Data for the task: Begin
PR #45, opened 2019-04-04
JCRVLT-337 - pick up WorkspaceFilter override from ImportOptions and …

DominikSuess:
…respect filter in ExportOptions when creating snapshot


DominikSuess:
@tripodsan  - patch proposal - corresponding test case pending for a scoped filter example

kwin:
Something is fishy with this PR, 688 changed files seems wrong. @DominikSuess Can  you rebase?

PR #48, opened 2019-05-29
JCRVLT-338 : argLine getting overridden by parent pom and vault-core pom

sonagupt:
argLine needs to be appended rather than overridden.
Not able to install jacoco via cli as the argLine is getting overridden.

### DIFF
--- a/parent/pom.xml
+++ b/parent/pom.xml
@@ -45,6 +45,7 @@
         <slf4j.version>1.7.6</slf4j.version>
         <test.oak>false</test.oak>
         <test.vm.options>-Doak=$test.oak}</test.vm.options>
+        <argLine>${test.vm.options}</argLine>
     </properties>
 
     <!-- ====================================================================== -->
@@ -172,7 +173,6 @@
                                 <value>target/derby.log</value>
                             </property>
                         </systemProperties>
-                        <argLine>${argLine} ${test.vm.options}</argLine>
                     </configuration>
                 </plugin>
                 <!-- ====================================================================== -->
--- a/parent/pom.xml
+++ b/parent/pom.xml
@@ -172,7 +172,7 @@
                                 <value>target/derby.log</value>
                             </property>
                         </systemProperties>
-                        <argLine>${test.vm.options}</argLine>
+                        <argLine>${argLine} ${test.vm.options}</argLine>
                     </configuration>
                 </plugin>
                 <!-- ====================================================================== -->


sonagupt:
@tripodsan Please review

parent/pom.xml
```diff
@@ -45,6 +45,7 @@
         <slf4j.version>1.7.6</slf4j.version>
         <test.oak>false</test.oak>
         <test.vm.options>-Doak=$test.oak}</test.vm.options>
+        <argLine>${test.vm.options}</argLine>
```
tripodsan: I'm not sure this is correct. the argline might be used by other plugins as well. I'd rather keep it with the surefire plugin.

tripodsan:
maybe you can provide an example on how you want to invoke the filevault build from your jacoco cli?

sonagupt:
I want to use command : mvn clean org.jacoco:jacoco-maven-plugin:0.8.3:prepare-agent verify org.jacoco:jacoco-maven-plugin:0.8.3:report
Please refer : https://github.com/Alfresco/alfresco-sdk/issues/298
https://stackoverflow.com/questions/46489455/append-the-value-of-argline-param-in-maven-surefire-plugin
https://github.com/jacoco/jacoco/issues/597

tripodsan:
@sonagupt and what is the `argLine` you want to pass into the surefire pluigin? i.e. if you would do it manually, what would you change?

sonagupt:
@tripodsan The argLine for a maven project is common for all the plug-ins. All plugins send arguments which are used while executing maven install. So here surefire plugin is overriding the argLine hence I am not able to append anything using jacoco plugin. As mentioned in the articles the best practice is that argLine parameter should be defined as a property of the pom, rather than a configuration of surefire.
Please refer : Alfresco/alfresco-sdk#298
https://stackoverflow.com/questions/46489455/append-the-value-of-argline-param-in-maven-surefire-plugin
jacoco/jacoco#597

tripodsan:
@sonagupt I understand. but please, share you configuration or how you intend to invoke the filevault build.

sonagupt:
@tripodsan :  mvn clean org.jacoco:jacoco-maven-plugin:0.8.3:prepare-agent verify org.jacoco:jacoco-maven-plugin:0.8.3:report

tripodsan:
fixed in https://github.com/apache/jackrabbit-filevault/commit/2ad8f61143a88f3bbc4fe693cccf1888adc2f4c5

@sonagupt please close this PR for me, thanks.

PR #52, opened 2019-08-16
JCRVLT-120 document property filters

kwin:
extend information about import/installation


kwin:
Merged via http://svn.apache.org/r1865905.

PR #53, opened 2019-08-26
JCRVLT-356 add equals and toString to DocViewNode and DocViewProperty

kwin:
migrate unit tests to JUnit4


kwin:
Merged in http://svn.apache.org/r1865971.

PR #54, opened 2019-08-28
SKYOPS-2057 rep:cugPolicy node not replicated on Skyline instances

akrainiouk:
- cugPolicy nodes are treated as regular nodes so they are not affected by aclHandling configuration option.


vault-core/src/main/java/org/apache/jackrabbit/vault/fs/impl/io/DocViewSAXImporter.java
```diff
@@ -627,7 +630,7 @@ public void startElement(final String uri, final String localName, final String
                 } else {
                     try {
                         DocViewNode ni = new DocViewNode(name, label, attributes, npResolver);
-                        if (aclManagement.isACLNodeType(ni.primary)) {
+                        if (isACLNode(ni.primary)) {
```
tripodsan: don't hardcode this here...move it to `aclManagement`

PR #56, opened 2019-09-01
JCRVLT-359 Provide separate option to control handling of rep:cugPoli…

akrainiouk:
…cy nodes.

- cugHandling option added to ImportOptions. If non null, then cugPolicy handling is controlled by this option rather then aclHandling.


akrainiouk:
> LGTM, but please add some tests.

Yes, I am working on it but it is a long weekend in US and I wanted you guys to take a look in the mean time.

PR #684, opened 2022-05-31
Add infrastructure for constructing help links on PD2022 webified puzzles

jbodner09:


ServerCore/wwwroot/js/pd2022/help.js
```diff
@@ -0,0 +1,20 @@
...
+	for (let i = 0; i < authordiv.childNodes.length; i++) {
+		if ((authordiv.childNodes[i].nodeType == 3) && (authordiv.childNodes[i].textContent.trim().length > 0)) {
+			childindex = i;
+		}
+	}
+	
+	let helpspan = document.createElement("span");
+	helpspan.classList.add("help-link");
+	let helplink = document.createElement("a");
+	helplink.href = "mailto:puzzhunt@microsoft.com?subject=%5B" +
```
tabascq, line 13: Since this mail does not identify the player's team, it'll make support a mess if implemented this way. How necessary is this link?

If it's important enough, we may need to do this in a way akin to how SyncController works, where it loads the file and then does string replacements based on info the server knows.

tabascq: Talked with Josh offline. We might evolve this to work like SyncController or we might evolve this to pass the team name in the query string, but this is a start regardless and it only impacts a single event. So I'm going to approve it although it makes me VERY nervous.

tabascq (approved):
Data for the task: End
Data for the task: Begin
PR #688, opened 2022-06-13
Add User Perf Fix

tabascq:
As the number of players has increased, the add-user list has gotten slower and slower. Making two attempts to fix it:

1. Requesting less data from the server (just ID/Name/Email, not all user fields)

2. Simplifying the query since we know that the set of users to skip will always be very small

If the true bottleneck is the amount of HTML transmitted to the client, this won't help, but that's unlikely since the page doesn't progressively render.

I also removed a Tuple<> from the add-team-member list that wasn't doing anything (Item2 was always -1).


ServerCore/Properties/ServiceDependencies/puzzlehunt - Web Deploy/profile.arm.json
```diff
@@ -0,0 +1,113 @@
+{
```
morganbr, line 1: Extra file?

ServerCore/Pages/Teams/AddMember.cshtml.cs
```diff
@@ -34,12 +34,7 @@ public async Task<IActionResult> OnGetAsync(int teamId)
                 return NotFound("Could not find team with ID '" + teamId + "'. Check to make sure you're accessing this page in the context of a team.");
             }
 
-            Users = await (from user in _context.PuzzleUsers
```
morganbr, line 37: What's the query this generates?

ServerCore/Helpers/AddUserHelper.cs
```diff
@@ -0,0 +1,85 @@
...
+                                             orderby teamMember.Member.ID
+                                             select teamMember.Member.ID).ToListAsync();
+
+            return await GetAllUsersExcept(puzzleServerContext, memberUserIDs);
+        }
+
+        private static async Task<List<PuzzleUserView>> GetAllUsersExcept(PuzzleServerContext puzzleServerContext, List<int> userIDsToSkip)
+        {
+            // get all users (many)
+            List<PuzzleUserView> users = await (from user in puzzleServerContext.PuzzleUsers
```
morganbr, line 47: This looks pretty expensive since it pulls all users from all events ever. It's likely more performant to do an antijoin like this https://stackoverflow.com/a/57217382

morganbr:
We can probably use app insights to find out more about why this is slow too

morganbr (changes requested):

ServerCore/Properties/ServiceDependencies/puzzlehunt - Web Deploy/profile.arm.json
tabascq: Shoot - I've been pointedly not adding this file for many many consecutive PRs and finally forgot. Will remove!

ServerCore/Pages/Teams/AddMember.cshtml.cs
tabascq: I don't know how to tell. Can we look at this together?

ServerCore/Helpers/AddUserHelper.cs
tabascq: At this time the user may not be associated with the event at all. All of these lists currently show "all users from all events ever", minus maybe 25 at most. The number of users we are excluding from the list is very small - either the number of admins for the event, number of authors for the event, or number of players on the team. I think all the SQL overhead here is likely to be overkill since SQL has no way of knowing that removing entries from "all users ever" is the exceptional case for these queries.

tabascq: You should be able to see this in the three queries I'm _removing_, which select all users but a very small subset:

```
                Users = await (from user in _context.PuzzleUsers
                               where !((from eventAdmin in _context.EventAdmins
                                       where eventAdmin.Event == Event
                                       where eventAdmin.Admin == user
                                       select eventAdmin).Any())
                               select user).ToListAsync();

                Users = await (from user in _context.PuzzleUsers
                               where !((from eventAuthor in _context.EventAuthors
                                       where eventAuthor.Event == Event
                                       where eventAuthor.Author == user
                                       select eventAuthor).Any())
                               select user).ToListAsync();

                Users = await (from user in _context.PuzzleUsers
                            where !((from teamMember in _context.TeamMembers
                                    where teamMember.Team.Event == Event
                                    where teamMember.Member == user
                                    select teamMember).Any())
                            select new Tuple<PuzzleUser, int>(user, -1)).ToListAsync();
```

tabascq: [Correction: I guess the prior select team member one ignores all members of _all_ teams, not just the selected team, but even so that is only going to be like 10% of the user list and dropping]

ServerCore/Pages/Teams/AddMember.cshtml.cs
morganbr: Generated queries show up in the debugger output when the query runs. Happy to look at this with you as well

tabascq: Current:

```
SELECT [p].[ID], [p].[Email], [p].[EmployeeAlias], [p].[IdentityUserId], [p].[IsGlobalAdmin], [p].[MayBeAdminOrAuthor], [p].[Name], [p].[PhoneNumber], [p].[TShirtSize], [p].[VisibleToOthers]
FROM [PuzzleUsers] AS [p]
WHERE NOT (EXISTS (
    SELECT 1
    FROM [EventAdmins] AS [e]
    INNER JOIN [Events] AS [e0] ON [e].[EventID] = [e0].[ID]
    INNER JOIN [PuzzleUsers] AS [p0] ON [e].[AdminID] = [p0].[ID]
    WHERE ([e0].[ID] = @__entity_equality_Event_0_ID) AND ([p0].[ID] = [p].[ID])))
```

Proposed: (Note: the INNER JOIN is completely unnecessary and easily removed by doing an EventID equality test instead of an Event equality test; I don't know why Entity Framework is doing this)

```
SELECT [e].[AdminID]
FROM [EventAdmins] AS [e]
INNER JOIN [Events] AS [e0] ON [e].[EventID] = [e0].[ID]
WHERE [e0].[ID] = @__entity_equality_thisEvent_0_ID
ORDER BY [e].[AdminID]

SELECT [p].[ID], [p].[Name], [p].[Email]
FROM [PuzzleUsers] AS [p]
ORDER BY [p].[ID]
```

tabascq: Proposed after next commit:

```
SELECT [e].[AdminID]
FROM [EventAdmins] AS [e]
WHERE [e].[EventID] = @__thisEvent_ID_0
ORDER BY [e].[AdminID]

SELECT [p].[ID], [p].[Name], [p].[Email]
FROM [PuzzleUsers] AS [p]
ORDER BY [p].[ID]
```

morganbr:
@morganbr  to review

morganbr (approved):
Data for the task: End
**How to complete this task**: A single number is required: the count of lines in the data above that include the word "then".

**Task answer**: 2